Unwittingly, methinks, Erin Adler in her “Schools lack skills, tools on Native topics” (Star Tribune, June 17, 2022) presents to the careful reader all of those flaws that produce the massive incompetence of the public education establishment.
Adler’s focus is on a new report commissioned by the Shakopee
Mdewakanton Sioux Community (SMSC), which found that two-thirds of teachers who
completed surveys for the report do not feel confident teaching subject matter
pertinent to Native Americans and cite lack of curricular resources as the top
challenge. Odia Wood-Krueger, author of
the report, laments that nothing in the teaching of American Indian culture and
history is working particularly well.
Surveys conducted for the report indicate that educators want to improve; similarly, a previous SMSC survey found that
90 percent of Minnesotans support teaching additional Native American content in
K-12 classes. But, Krueger says, we unfairly
ask teachers why they are not teaching Native content while not supporting them
in ways that allow them to feel confident and knowledgeable in imparting
relevant information to their students.
Thirty-seven percent of those teachers surveyed say that they have never
received professional development relevant to teaching subject matter relevant
to Native American studies.
Teachers thus have not been teaching much about Native American
history or culture, despite the fact that a 2010 Minnesota law requires that
Dakota and Ojibwe language and culture be taught across all subjects in the
state’s public schools. Ramona Kitto
Stately, chair of the Minnesota Indian Education Association, interprets the
survey as indicating that teachers are “really afraid of teaching the wrong
thing.”
Recommendations in the report include creating professional
development sessions and accessible curriculum, expanding opportunities for
Native experts to visit classrooms, involving tribal members in creating new materials, and developing a repository for teaching resources and an
online “Indian Education for All” program.

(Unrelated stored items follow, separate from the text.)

Issue #1227, opened 2023-05-05
Explore removing Run table (in favor of run_id on Benchmark_Result, also commit, hardware, etc)


jgehrcke:
We recently had another discussion about the pros and cons of having a distinct Run table. This ticket here is supposed to briefly account for that discussion. It's also non-exhaustive.

In this discussion I found one more time that there might be a huge opportunity for simplification (as previously identified in related discussions, e.g. around implicit run creation).

For most types of analyses one needs to look at individual results anyway, and places in code where we do `result.run.commit` / `result.run.hardware` hide a lot of database interaction complexity. The BMRT cache-based work goes into that direction: here, run is just an indirection to get to commit/hardware info.

We identify that a ‘CI run’ perspective is probably where the ‘Benchmark Run’ came from, and where it provides value from a UX perspective. Run as a UX primitive can be implemented as a 'virtual view', in the database it would be sufficient to have a something like a `run_id` property on each BenchmarkResult object/row. That allows for grouping results by run_id, and UI as well as API routes could maintain current behavior.

There is desire to mark a Run as started and finished and failed. That would be difficult to build. But JP notes that this is error-prone and does not yield to the desired outcome anyway:
* Creating a ‘failed Run’ seems to provide value for reporting.
* But we have to plan for / with the scenario that ‘even just creating the Run object’ will fail, and then there’s a void. Conbench is _not_ the primary CI system.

The survey and report are part of the SMSC’s Understand Native Minnesota
philanthropic campaign that was launched in 2019 and now has $5 million to fund
educational resources and training for teachers and administrators on Native
American content.
I happened to encounter this article just after having reread Dee
Brown’s Bury My Heart at Wounded Knee (1970) , Anton Treuer’s Atlas
of the Indian Nations (2013), and Native American Almanac (2016)
(cowritten by Yvonne Wakim Dennis, Arlene Hirschfelder, and
Shannon Rothenburger Flynn). My most
intense academic investigation prior to rereading those books was a multi-reference
review of algebraic series and sequences, graphing of complex equations, and
division of polynomials for more efficient instruction of my several Algebra II
students in the New Salem Educational Initiative.
In the latter program I meet with my students in weekly two-hour
sessions each to provide instruction that they either do not get or is ineptly provided
by the teachers of the Minneapolis Public Schools. I teach all grades (preK-12 and a number of
college and university students, including adults seeking to resume their
education). I do any research that I
need to do across all subjects to provide my students with a knowledge-intensive,
skill-replete education. I have always
considered the acquisition of a firm knowledge base as an imperative at the
many levels and across the many fields I have taught over a 51-year career,
including twenty-nine years as the director of the New Salem Educational
Initiative.
I have maintained this ethic ever since I first stepped into a
classroom where I taught world history, American history, and government at L.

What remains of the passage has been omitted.